__DATASET RECORDS__.
Issue #20945, opened 2023-03-20
Blead breaks MAUKE/HTML-Blitz-0.07


mauke:
Sample report: https://www.cpantesters.org/cpan/report/e1513e54-c6b1-11ed-a7e8-4514ef0028d7

This is due to the following change:

5.36.0:
```
(v5.36.0) $ perl -we 'my $flork; ($flork = undef) =~ s/a/b/'
Use of uninitialized value $flork in substitution (s///) at -e line 1.
```
Blead:
```
(667b5e4) $ ./perl -we 'my $flork; ($flork = undef) =~ s/a/b/'
Use of uninitialized value in substitution (s///) at -e line 1.
```
The variable name is gone from the error message.

A simple bisect points to

> commit 9fdd7fc4796d89d16dceea42f2af91e4fde296ed
> Author: Richard Leach <rich+perl@hyphen-dash-hyphen.info>
> Date:   2022-07-08 14:52:19 +0000
> 
>    Implement OP_PADSV_STORE - combined sassign/padsv OP

as the source of the regression.

jkeenan:
@richardleach can you take a look? Thanks.

mauke:
@jkeenan I think he already did: https://github.com/Perl/perl5/pull/20946#issuecomment-1477120018

PR #20946, opened 2023-03-20
report uninit variable name even in optimized cases

mauke:
Code reviews very much welcome. Most of this patch is based on aping the existing structure of the code, not any deep understanding.

See issue #20945.

### DIFF
--- a/sv.c
+++ b/sv.c
@@ -16772,8 +16772,19 @@ S_find_uninit_var(pTHX_ const OP *const obase, const SV *const uninit_sv,
     switch (obase->op_type) {
 
     case OP_UNDEF:
-        /* undef should care if its args are undef - any warnings
+        /* the optimizer rewrites '$x = undef' to 'undef $x' for lexical
+         * variables, which can occur as the source of warnings:
+         *   ($x = undef) =~ s/a/b/;
+         * The OPpUNDEF_KEEP_PV flag indicates that this used to be an
+         * assignment op.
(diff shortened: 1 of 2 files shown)


demerphq (approved):
LGTM, might be good to get @iabyn to have a quick look.

sv.c
```diff
@@ -16870,6 +16887,20 @@ S_find_uninit_var(pTHX_ const OP *const obase, const SV *const uninit_sv,
         }
         return varname(NULL, '$', obase->op_targ,
                        NULL, (I8)obase->op_private, FUV_SUBSCRIPT_ARRAY);
+
+    case OP_AELEMFASTLEX_STORE:
+        if (match) {
+            SV **svp;
```
xenu, line 16893: We're using C99 now, there's no need to declare `svp` at the beginning of the block.

mauke: Hey, tell that to OP_AELEMFAST_LEX. I was only copying the existing code. :-)

Should I move the declarations in both places?

demerphq: Personally I dont think it matters much, that C99 allows us to do otherwise doesn't mean we should always do otherwise. We have some much older style code anyway it might be better to follow the existing style of the function.

richardleach:
mauke: thanks for putting this PR together. LGTM.

iabyn:
LGTM. I assume the second commit will be squashed?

__WHAT YOU SHOULD DO__.
All the records above must be transcribed without a single change to any word.

__ANSWER TO THIS EXERCISE__.
Issue #20945, opened 2023-03-20
Blead breaks MAUKE/HTML-Blitz-0.07


mauke:
Sample report: https://www.cpantesters.org/cpan/report/e1513e54-c6b1-11ed-a7e8-4514ef0028d7

This is due to the following change:

5.36.0:
```
(v5.36.0) $ perl -we 'my $flork; ($flork = undef) =~ s/a/b/'
Use of uninitialized value $flork in substitution (s///) at -e line 1.
```
Blead:
```
(667b5e4) $ ./perl -we 'my $flork; ($flork = undef) =~ s/a/b/'
Use of uninitialized value in substitution (s///) at -e line 1.
```
The variable name is gone from the error message.

A simple bisect points to

> commit 9fdd7fc4796d89d16dceea42f2af91e4fde296ed
> Author: Richard Leach <rich+perl@hyphen-dash-hyphen.info>
> Date:   2022-07-08 14:52:19 +0000
> 
>    Implement OP_PADSV_STORE - combined sassign/padsv OP

as the source of the regression.

jkeenan:
@richardleach can you take a look? Thanks.

mauke:
@jkeenan I think he already did: https://github.com/Perl/perl5/pull/20946#issuecomment-1477120018

PR #20946, opened 2023-03-20
report uninit variable name even in optimized cases

mauke:
Code reviews very much welcome. Most of this patch is based on aping the existing structure of the code, not any deep understanding.

See issue #20945.

### DIFF
--- a/sv.c
+++ b/sv.c
@@ -16772,8 +16772,19 @@ S_find_uninit_var(pTHX_ const OP *const obase, const SV *const uninit_sv,
     switch (obase->op_type) {
 
     case OP_UNDEF:
-        /* undef should care if its args are undef - any warnings
+        /* the optimizer rewrites '$x = undef' to 'undef $x' for lexical
+         * variables, which can occur as the source of warnings:
+         *   ($x = undef) =~ s/a/b/;
+         * The OPpUNDEF_KEEP_PV flag indicates that this used to be an
+         * assignment op.
(diff shortened: 1 of 2 files shown)


demerphq (approved):
LGTM, might be good to get @iabyn to have a quick look.

sv.c
```diff
@@ -16870,6 +16887,20 @@ S_find_uninit_var(pTHX_ const OP *const obase, const SV *const uninit_sv,
         }
         return varname(NULL, '$', obase->op_targ,
                        NULL, (I8)obase->op_private, FUV_SUBSCRIPT_ARRAY);
+
+    case OP_AELEMFASTLEX_STORE:
+        if (match) {
+            SV **svp;
```
xenu, line 16893: We're using C99 now, there's no need to declare `svp` at the beginning of the block.

mauke: Hey, tell that to OP_AELEMFAST_LEX. I was only copying the existing code. :-)

Should I move the declarations in both places?

demerphq: Personally I dont think it matters much, that C99 allows us to do otherwise doesn't mean we should always do otherwise. We have some much older style code anyway it might be better to follow the existing style of the function.

richardleach:
mauke: thanks for putting this PR together. LGTM.

iabyn:
LGTM. I assume the second commit will be squashed?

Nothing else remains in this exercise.